SCALE: New Inference Strategy Improves Vision-Language-Action Models for Robotic Control
Researchers have proposed SCALE, an inference-time method that adaptively modulates both visual perception and action in Vision-Language-Action (VLA) robotic models based on self-estimated uncertainty. Unlike existing test-time scaling approaches, SCALE requires no additional training, no verifier, and only a single forward pass. The method, accepted as an ICML 2026 Spotlight, addresses a key gap in deploying robust robotic control systems under perceptual ambiguity.

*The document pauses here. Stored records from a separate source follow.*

Issue #1542, opened 2021-08-02
No line of code was executed during tests.


alexdodonov:
| Question    | Answer
| ------------| ---------------
| Infection version | 0.21.5
| Test Framework version | PHPUnit 8.5.19
| PHP version | 7.4.4
| Platform    | Windows
| Github Repo | https://github.com/alexdodonov/mezon-router

Hi! I am getting error "No line of code was executed during tests. This could be due to `@covers` annotations or your  
  PHPUnit filters not being set up correctly."

Here is infection config:
```json
{
	"source": {
		"directories": [
			"./Mezon/Router"
		],
		"excludes": [
			"./Mezon/Router/Tests"
		]
	},
	"phpUnit": {
		"customPath": ".\/vendor\/phpunit\/phpunit\/phpunit"
	},
	"logs": {
		"text": ".\/tmp\/infection.txt"
	},
	"mutators": {
		"@default": true
	}
}
```

Here is PHPUnit config:

```xml
<?xml version="1.0" encoding="UTF-8"?>

<phpunit xmlns:xsi="http://www.w3.org/2001/XMLSchema-instance"
	xsi:noNamespaceSchemaLocation="http://schema.phpunit.de/7.0/phpunit.xsd"
	backupGlobals="false" colors="true" bootstrap='./vendor/autoload.php'
	stopOnError="true" stopOnFailure="true">
	<php>
		<ini name="error_reporting" value="-1" />
	</php>

	<testsuites>
		<testsuite name="unit">
			<directory suffix="UnitTest.php">
				./Mezon/Router/Tests
			</directory>
		</testsuite>
	</testsuites>

	<filter>
		<whitelist>
			<directory>./Mezon/Router</directory>
			<exclude>
				<directory suffix="UnitTest.php">
					./Mezon/Router/Tests
				</directory>
				<directory>./vendor</directory>
				<file>autoload.php</file>
			</exclude>
		</whitelist>
	</filter>

	<logging>
		<log type="coverage-html"
			target="./tmp/coverage-phpunit.html"></log>
		<log type="coverage-text" target="php://stdout"
			showOnlySummary="true"></log>
	</logging>
</phpunit>
``` 

What do I do wrong?

sanmai:
Try running it with `XDEBUG_MODE=coverage`

alexdodonov:
It have not helped (

maks-rafalko:
Thank you very much for providing a repository with reproducible issue, this is how the bug report should look like!

[...]

PR #1550, opened 2021-08-09
Trim "\n" and "\t" characters when replacing relative paths with absolute ones during XML config creation

maks-rafalko:
Fixes https://github.com/infection/infection/issues/1542

When XML config contains "\n" or "\t" characters in the tag with paths, it breaks the path when Infection replaces relative paths with absolute ones.

Solution: just trim it.

Example of the problematic `phpunit.xml`:

https://github.com/alexdodonov/mezon-router/blob/dea1e597aba3dbd86148b9e9fc129048530c3280/phpunit.xml#L13-L15

Reason of the bug in debugger:

tabs-bug

### DIFF
--- a/tests/phpunit/TestFramework/PhpUnit/Config/XmlConfigurationManipulatorTest.php
+++ b/tests/phpunit/TestFramework/PhpUnit/Config/XmlConfigurationManipulatorTest.php
@@ -110,6 +110,36 @@ XML
         );
     }
 
+    public function test_it_replaces_with_absolute_paths_xml_file_with_tabs(): void
+    {
+        $this->assertItChangesXML(
+            <<<'XML'
+<phpunit cacheTokens="true">
+    <testsuites>
+		<testsuite name="All Tests">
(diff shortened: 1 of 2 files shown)


tests/phpunit/TestFramework/PhpUnit/Config/XmlConfigurationManipulatorTest.php
```diff
@@ -110,6 +110,36 @@ static function (XmlConfigurationManipulator $configManipulator, SafeDOMXPath $x
...
 
+    public function test_it_replaces_with_absolute_paths_xml_file_with_tabs(): void
+    {
+        $this->assertItChangesXML(
+            <<<'XML'
+<phpunit cacheTokens="true">
+    <testsuites>
+		<testsuite name="All Tests">
+			<directory suffix="UnitTest.php">
+				./Tests
```
maks-rafalko, line 121: it's not visible here, but `./Tests` is rounded by `\n\t`

sidz (approved):

PR #1554, opened 2021-08-11
Generate `infection.json` (without `.dist` postfix) by default

maks-rafalko:
Generate `infection.json` (without `.dist` postfix) because this is a json file and **any** IDE automatically understands it.

Currently, generated `.dist` file is not recognized as JSON file by PHPStorm, which makes it work like usual text file, where JSON autocompletion won't work

Related to https://github.com/infection/infection/pull/1553


sidz (approved):
shouldn't we rename our own `infection.json.dist` (https://github.com/infection/infection/blob/master/infection.json.dist) to just `infection.json` as part of this PR?

maks-rafalko:
Makes sense, thanks. Updated

PR #1555, opened 2021-08-12
Detect syntax errors during mutation analysis and differentiate them from all errors

maks-rafalko:
Implements https://github.com/infection/infection/issues/262

- [x] Release `infection/abstract-testframework-adapter` before merging

---

From the first look, I didn't want to implement it since we [ensure mutated code is always valid](https://github.com/infection/infection/pull/301), but in the future we will allow users to write their own Mutators and use them *in addition* to Infection's ones, and if users' Mutator produce invalid code - users should be aware of it, because Mutators that produce invalid syntax should be fixed and should not be used since this is a wasting of time/resources.


src/Mutator/ProfileList.php
```diff
@@ -464,6 +464,9 @@ final class ProfileList
         // Extensions
         'BCMath' => Mutator\Extensions\BCMath::class,
         'MBString' => Mutator\Extensions\MBString::class,
+
+        // Internal only usage
```
theofidry, line 468: `Internal usage only`

src/Mutator/SyntaxError.php
```diff
@@ -0,0 +1,81 @@
...
+namespace Infection\Mutator;
+
+use PhpParser\Node;
+
+/**
+ * @internal
+ *
+ * @implements Mutator<Node\Expr\Variable>
+ */
+final class SyntaxError implements Mutator
```
theofidry, line 45: From what i understand it's for testing only right? So why registering the mutator here in source code? I guess we don't have (yet) a way to register mutators only the fly for tests only?

tests/phpunit/TestFramework/PhpUnit/Adapter/PestAdapterTest.php
```diff
@@ -275,6 +287,21 @@ public function outputProvider(): iterable
         yield ['Tests:  1 failed, 8 passed', false];
     }
 
+    public function syntaxErrorOutputProvider(): iterable
+    {
+        yield ['Tests:  1 risked', false];
+
+        yield [
+            <<<TXT
+'ParseError
```
theofidry, line 296: Just in case: you can now indent the heredocs: https://wiki.php.net/rfc/flexible_heredoc_nowdoc_syntaxes

I would also recommend to use nowdocs vs heredocs when possible (i.e. quote `TXT` into `'TXT'`)

theofidry (commented):
Tiny nitpicks, looks good!

src/Mutator/SyntaxError.php
maks-rafalko: it's for testing only, yes

as far as I know, we can't register mutators on the fly atm. If we remove `SyntaxError` from `ProfileList.php`, tests fail with "Uknown Mutator" error raised here

https://github.com/infection/infection/blob/b07e053857b114b312c915aee869392f215179d8/src/Mutator/MutatorFactory.php#L59-L65

src/Mutator/ProfileList.php
maks-rafalko: fixed in https://github.com/infection/infection/pull/1557

tests/phpunit/TestFramework/PhpUnit/Adapter/PestAdapterTest.php
maks-rafalko: fixed in https://github.com/infection/infection/pull/1557

tests/phpunit/Logger/JsonLoggerTest.php
```diff
@@ -102,16 +104,17 @@ public function metricsProvider(): iterable
...
                     'errorCount' => 2,
+                    'syntaxErrorCount' => 2,
                     'skippedCount' => 2,
                     'timeOutCount' => 2,
-                    'msi' => 60,
-                    'mutationCodeCoverage' => 80,
-                    'coveredCodeMsi' => 75,
+                    'msi' => 50,
+                    'mutationCodeCoverage' => 83.33,
+                    'coveredCodeMsi' => 60,
```
sanmai, line 117: Well, this is wrong. If Infection caused an arbitrary program to end with a syntax error, this was a killed mutant. Just like if mutation leads to a type error.

PR #1576, opened 2021-09-13
Make GitHub annotation work when Infection is run in subdirectory

kubawerlos:
When Infection is run in Git's repository root (with `./backend/vendor/bin/infection`) then logged warnings are fine:
> ::warning file=backend/src/Foo.php,line=42::Escaped Mutant for Mutator (...)

However, when Infection is run in subdirectory (`backend`, with command `./vendor/bin/infection`) then logged warnings are like this:
> ::warning file=src/Foo.php,line=42::Escaped Mutant for Mutator (...)

which makes Github annotation not working.

This change fixes that problem.


maks-rafalko (approved):
Thank you @kubawerlos

PR #1583, opened 2021-09-20
Do not use ocramius/package-versions (and do not break building PHAR this time)

kubawerlos:
This PR isn't actually a feature, but revert of [Revert "Do not use ocramius/package-versions"](https://github.com/infection/infection/pull/1581) with fix for building PHAR.


scoper.inc.php
```diff
@@ -42,7 +42,7 @@
 
 return [
     'whitelist' => [
-        \Composer\Autoload\ClassLoader::class,
+        'Composer\*',
```
maks-rafalko, line 45: that's crazy, I tried 

image

and it didn't work, so I gave up :|

maks-rafalko (approved):
Thank you @kubawerlos

scoper.inc.php
kubawerlos: Yeah, I tried that too, also some other random class and was prefixed. There is already [issue](https://github.com/humbug/php-scoper/issues/532) reported.

maks-rafalko:
Unfortunately, had to revert it again, see https://github.com/infection/infection/pull/1586

and 

https://github.com/infection/infection/pull/1586/files#diff-944291df2c9c06359d37cc8833d182d705c9e8c3108e7cfe132d61a06e9133ddR116

so before revert, when we ran `build/infection.phar` - it worked, but after `cd build` and running `./infection.phar` - there was en error (see that PR).

I've updated CI to catch this issue by the line above

PR #1594, opened 2021-10-13
Update PHPStan

kubawerlos:
Already some fixes, and after this continue fixing the issues (especially the one with `InvalidArgumentException` - there is something wrong with declared exceptions and there is unfortunately no test for that code).


maks-rafalko:
Thank you, @kubawerlos

PR #1651, opened 2022-01-18
`thecodingmachine/safe` update

ricardoboss:
In this PR, I updated `thecodingmachine/safe` to version `^2.0` to support the new signatures from PHP 8.0.

I noticed there already is a branch for PHP 8 in infection, so I based this PR upon that one.


maks-rafalko:
I'm ok with the change itself, but the build is failing

maks-rafalko:
Hm, seems like was closed automatically for some reason. Feel free to open a new PR and fix the build

ricardoboss:
Will do!

PR #1674, opened 2022-03-07
Stand with Ukraine

maks-rafalko:
image

PHPUnit did the same: https://github.com/sebastianbergmann/phpunit/commit/4634e702b5f05f5e948e531eb8b4fc19be40610c

and many other projects adds information about the current real situation, see https://twitter.com/Ocramius/status/1500054275325579265

see https://github.com/vshymanskyy/StandWithUkraine/issues/4 and for example this one https://github.com/Roave/SecurityAdvisories/pull/91/files

PR #1676, opened 2022-03-19
Update README.md

sanmai:
Follow up to #1674


maks-rafalko (approved):
there are some issues with the build, but they aren't related to this change obviously. We will fix them later when we have more time and energy...

Thank you @sanmai

Issue #669, opened 2019-03-22
[RFC] Split the entire set of mutators in a sub-project


sanmai:
My proposal is to split the entire set of mutators in a sub-project. Not only `Infection\Mutator\` namespace, but the bulk of related machinery too, while also opening up the API for use in other projects (by removing `@private` annotations first and foremost).

I had this idea for some time. For one because I wanted a tool which I could use in place of `PHPUnit` executable to do mutation testing against a single test suite (e.g. `infection-tool tests/Example/SomethingTest.php`) regardless of an effective coverage (just assuming that if a test says it `@covers` something, it does it for 100%). I don't think this feature is impossible, but this appears to take much more effort I can get by with they way I want it to be with the current state of affairs (Infection would need to have quite drastic changes).

For another, because Infection is very tightly integrated with PHPUnit's outputs, and not like this is bad, but this makes it very hard to integrate other testing frameworks which use different means for estimating coverage or even don't have the standard coverage logs at all. If mutators were a sub-project, then there could be a more tightly-integrated framework-specific tool for, say, Behat, that would function very different from Infection, but still use the same time-proven and thoroughly tested mutators.

Last straw for me was [this video of a talk on mutation testing](https://youtu.be/EPU47QqtMiU?t=758) given at Badoo (is it like Tinder on steroids? I'm out of a dating scene for a long time, but it seems like they're kind of big) posted like yesterday, which mentions problems Badoo had with their codebase. This video is in Russian and quite long, so, saving you the trouble watching it, in the nutshell, they couldn't use Infection because collecting PHPUnit's standard coverage takes several hours for their codebase, and it takes around [30 Gb in disk space alone](https://speakerdeck.com/badoo_tech/mutatsionnoie-tiestirovaniie-v-php-vladimir-iants-badoo?slide=43). They also had some other issues with the tooling they use. In the end they took mutators from Infection (because "they're very solid and concisely written", kudos to all of you!), making their own simplified tool ([an obligatory screenshot](https://speakerdeck.com/badoo_tech/mutatsionnoie-tiestirovaniie-v-php-vladimir-iants-badoo?slide=49)). They could also had used mutators from Infection more easily if they were a sub-project, and even contribute to it in code or else.

One of more or less annoying issues when developing Infection is very long test run times. If mutators were a sub-project, then adding a mutator would not require running the whole Infection's test suite with endless E2E tests in multitude of PHP versions, and such (they're for purpose, so no offence!). Only standard unit tests would have to be run.

[...]

PR #1686, opened 2022-04-29
Support custom mutators

vss414:
Infection supports only a set of Mutators which are based on AST and [PHP-Parser](https://github.com/nikic/PHP-Parser) project. In such situation library users can't use their own mutators (which may be useful in their projects but doesn't fit to be a part of the library).
This PR adds the ability to use custom mutators in projects that use the infection library.
Custom mutators should implement `Infection\Mutator\Mutator` interface.

To use custom mutators, user must add them to the mutator list in the infection config. User has to use the class name with the namespace of the custom mutator as a name of mutator in the config. An example of using a custom mutator in the infection config:
```
{
    "mutators": {
        "App\\Infection\\MyFirstCustomMutator": true,
        "App\\Infection\\MySecondCustomMutator": {
            "ignore": [
                "*Controller::*",
            ]
        }
    }
}
```


maks-rafalko:
Overall, I'm ok with a feature itself, however it is much more complex.

Related to issues/comments discussed before

* https://github.com/infection/infection/issues/669
* https://github.com/infection/infection/pull/947#discussion_r363245788
* https://github.com/infection/infection/pull/278#issuecomment-377486976

As it was already pointed out in those comments, we should consider the following cases (this list can be extended and should taken into account/discussed during development of this feature here or in other PRs):

* exposing `Mutator` interface. Now it's `@internal`, but should be "public". I was thinking about moving this interface to a separate package so that developers can depend on highly abstract package to develop their own Mutators (as we did [here](https://github.com/infection/infection/issues/922), but this can be done later). And unfortunately, `Node` interface from PHP-Parses is also sitting in the main package, which is bad from package design
* PHAR distribution. Now, all the classes inside Infection are prefixed during that [PHAR compilation](https://github.com/infection/infection/blob/714a8d299307bc65e21307c96dca71fdc10ff8fd/scoper.inc.php#L44). It means, `Mutator` interface will be prefixed (read as "namespace will be changed") as well, and this will break your custom mutator. We must to stop prefixing `Mutator` interface. For example, PHPStan does the same - see https://github.com/phpstan/phpstan-src/blob/1.7.x/compiler/build/scoper.inc.php#L268-L269. Note that `Node` interface shouldn't also be prefixed, unfortunately.
* e2e test must be added (see `tests/e2e` and `tests/add_new_e2e`) to check custom Mutator works with `infection/infection` as well as with PHAR

---

By the way, what is your custom Mutator? Can you please provide an example? I'm thinking about what are your case, probably we will need to create another packages like `infection-dotrine` similar to what PHPStan does with its plugins.

resources/schema.json
```diff
@@ -135,7 +135,10 @@
         },
         "mutators": {
             "type": "object",
-            "additionalProperties": false,
+            "additionalProperties": {
```
maks-rafalko, line 138: as Theo already mentioned [here](https://github.com/infection/infection/pull/947#discussion_r363245788), this change can lead to incorrect (not so strict) usage of configuration files. Probably we need to move it inside some key, like `mutators.custom`? I don't know

michalbundyra:
@vss414 This is great! Exactly what I was looking for. Can't wait to get my hands on it :) 

@maks-rafalko My custom mutator will be to remove some calls while using fluent interfaces - like:

```php
$query->select('*')->withTrashed();
```

so I'd add custom mutator to remove part of that statement:

Mutations:
```
$query->select('*');
```

and:
```
$query->withTrashed();
```


Ofc if we force our developers to [not use fluent interfaces](https://ocramius.github.io/blog/fluent-interfaces-are-evil/) then it will be not needed.
But the thing right now is that we are using them and mutation like that would be very nice.
Not sure if it can be global mutation, that's why I would be ok to have it in my project.

I had another examples I wanted to use custom mutators, but I forgot now.... 

Thanks!

blackwolf12333:
I can maybe add some examples from our codebase that would require support for custom mutators to be more effective.

Our codebase is using a custom framework in which we have a custom query language that I would like to be able to mutate. For example querying some database table on a field to be greater than 0 would look like: 

`new ApiConditionSimple('field', 0, '>')`

It would be nice to be able to mutate the `'>'` string which infection currently can't do because it's just a string. But it would be nice to be able to apply the `@conditional_boundary` mutations to that for example.

maks-rafalko:
I decided to move forward with this one, as it turned out we are very close to make it possible, and there is a need for this from Ondrej (maintainer of PHPStan), so we will have a good first consumer of our API.

This will be the first PR, in the following PRs I will extract our extension points to a separate package so that anyone who needs to implement custom mutator will require only small package `infection/mutator` (for example) with an interface instead of require the whole Infection.

But I have a problem here, seems like Box/Scoper have a bug or something like that.

@theofidry when I add `Infection\Mutator\Mutator` in the excluded files in `scoper.inc.php`, and run

```bash
cd tests/e2e/Custom_Mutator

../../../build/infection.phar
```

then I have an error:

```
PHP Fatal error:  Uncaught Error: Interface "Infection\Mutator\Mutator" not found in phar:///home/maksrafalko/apps/infection/build/infection.phar/src/Mutator/Arithmetic/Assignment.php:15
Stack trace:
#0 phar:///home/maksrafalko/apps/infection/build/infection.phar/.box/vendor/composer/ClassLoader.php(576): include()
#1 phar:///home/maksrafalko/apps/infection/build/infection.phar/.box/vendor/composer/ClassLoader.php(427): Composer\Autoload\{closure}()
```

which looks weird, as there is a non-scoped interface in the PHAR

theofidry:
>UPD: probably, I misunderstood exclude and expose concepts inside Scoper, so I re-read and updated scoper.inc.php, let's see if it works.

What you likely want there is expose indeed, exclude is to mark a symbol as "native to PHP" (how it is handled is... depends, e.g. you can declare native PHP symbols, for example that is what polyfills are for, or for handling symbols coming from third-party that is not in your vendor for WP plugins).

>The bad thing that PHP-Parser's PhpParser\Node interface is not in the separate package, so we have to depend on the whole nikic/php-parser just to use 1 interface :| and because of that - do not prefix the whole parser package. I tried to not prefix only this interface, but then it doesn't work, probably I'm doing it wrong so @theofidry your review help would be appreciated

I don't think that would be possible, as a consumer you want to be able to consume any node no, so it's more than just the node interface?

I think for now it's best if you expose the whole `PhpParser` namespace. I can't review the code right now will try to do so ASAP

scoper.inc.php
```diff
@@ -35,6 +35,15 @@
...
 return [
     'prefix' => 'Infected',
+    'expose-classes' => [
+        'Infection\Mutator\Definition',
+        'Infection\Mutator\Mutator',
+        'Infection\Mutator\MutatorCategory',
+    ],
+    'expose-namespaces' => [
+        // we have to expose it cause Mutator depends on PhpParser/Node interface, and it's not in a separate package
+        '/^PhpParser/',
```
theofidry, line 45: can be just the name:

```suggestion
        'PhpParser',
```

maks-rafalko:
Replacing `exclude-namespaces` with `expose-namespaces` for PHP-Parser namespaces leads to error during `make compile` (https://github.com/infection/infection/pull/1686/commits/809d8f243e6baf72321e4e6f055be65a76c9b764):

```
PHP Fatal error:  Cannot declare class Infected\PhpParser\Internal\TokenPolyfill, because the name is already in use in phar:///home/runner/work/infection/infection/build/infection.phar/vendor/nikic/php-parser/lib/PhpParser/Internal/TokenPolyfill.php on line 8
```

https://github.com/infection/infection/actions/runs/8953112456/job/24591330644?pr=1686#step:15:339

So for now I will revert it.

src/Mutant/MutantExecutionResult.php
```diff
@@ -121,6 +123,11 @@ public function getMutantHash(): string
         return $this->mutantHash;
     }
 
+    public function getMutatorClass(): string
```
theofidry, line 126: is there a reason to use a public getter instead of making it a public property since it's readonly?

theofidry (commented):
only a glance review; need to do a proper one still

resources/schema.json
maks-rafalko: resolved here: https://github.com/infection/infection/pull/1686/commits/2f6ec735b7633ed40472ecfa03ccc709618a54ac

scoper.inc.php
maks-rafalko: This is what I started with, but running `infection.phar` then fails with:

```
PHP Fatal error:  Uncaught Error: Class "Infection\PhpParser\FileParser" not found in phar:///home/maksrafalko/apps/infection/build/infection.phar/src/Container.php:185
```

It looks like it matches `Infection\PhpParser\FileParser` in the middle

src/Mutant/MutantExecutionResult.php
maks-rafalko: it's for consistency - all other private readonly variables are exposed with public getters. If we need to use public readonly properties, this should be done everywhere in a separate PR

maks-rafalko (approved):
Ok, I need to move forward. If there will be any additional feedback, I will sort it out in separate PRs

maks-rafalko:
thank you @vss414 for pushing it forward and initial work, stay tuned.

maks-rafalko:
@vss414 it's released https://github.com/infection/infection/releases/tag/0.29.0

Issue #1662, opened 2022-02-03
Infection do not working on PHP 8.1.1. 


lvsantos1:
| Question    | Answer
| ------------| ---------------
| Infection version | 0.26.4
| Test Framework version | PHPUnit
| PHP version | 8.1.1
| Platform    | Windows

<details>
 <summary>phpunit.xml</summary>

 ```xml
<?xml version="1.0"?>
<phpunit xmlns:xsi="http://www.w3.org/2001/XMLSchema-instance" xsi:noNamespaceSchemaLocation="https://schema.phpunit.de/9.3/phpunit.xsd" backupGlobals="true" backupStaticAttributes="false" bootstrap="phpunit_bootstrap.php" colors="true">
  <coverage/>
  <testsuites>
    <testsuite name="Domain">
      <directory>Domain</directory>
    </testsuite>
  </testsuites>
</phpunit>

 ```
</details>

Infection do not working on PHP 8.1.1. 

<details>
 <summary>Output with issue</summary>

Vision-Language-Action (VLA) models are an emerging approach to general-purpose robotic control, but improving their reliability at inference time has typically required costly additions such as extra training, external verifiers, or multiple forward passes. SCALE (Self-uncertainty Conditioned Adaptive Looking and Execution) addresses these limitations by using a model's own uncertainty estimates to jointly adjust both how it perceives a scene and what action it takes—without any of those overhead requirements. The approach is inspired by Active Inference theory, which frames intelligent behavior as uncertainty-driven exploration versus exploitation. Under high uncertainty, SCALE broadens its perceptual and action search; under low uncertainty, it focuses on confident, targeted execution. Experiments on both simulated and real-world robotic benchmarks show SCALE improves upon state-of-the-art VLAs and outperforms existing test-time scaling methods while preserving single-pass efficiency. The paper was accepted as a Spotlight at ICML 2026, indicating strong peer recognition. The work highlights that reconsidering visual representation—not just action decoding—is critical when a robot faces perceptual ambiguity.
What's missing
The abstract does not specify which VLA base models were tested, the scale of real-world experiments, or how SCALE's self-uncertainty estimates are calibrated and whether they can fail silently. It is also unclear how performance degrades as task complexity or environmental novelty increases beyond the tested benchmarks.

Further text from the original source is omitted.